What the task requires:
Once you reach the end of the data, transcribe all of it exactly.

BEGIN Supplied information

PR #4344, opened 2026-07-02
Added oaks-impact stats component

orangemug:
## Description
Added oaks-impact stats component

## Issue(s)
Fixes `ADOPT-2113`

END Supplied information

Response:
PR #4344, opened 2026-07-02
Added oaks-impact stats component

orangemug:
## Description
Added oaks-impact stats component

## Issue(s)
Fixes `ADOPT-2113`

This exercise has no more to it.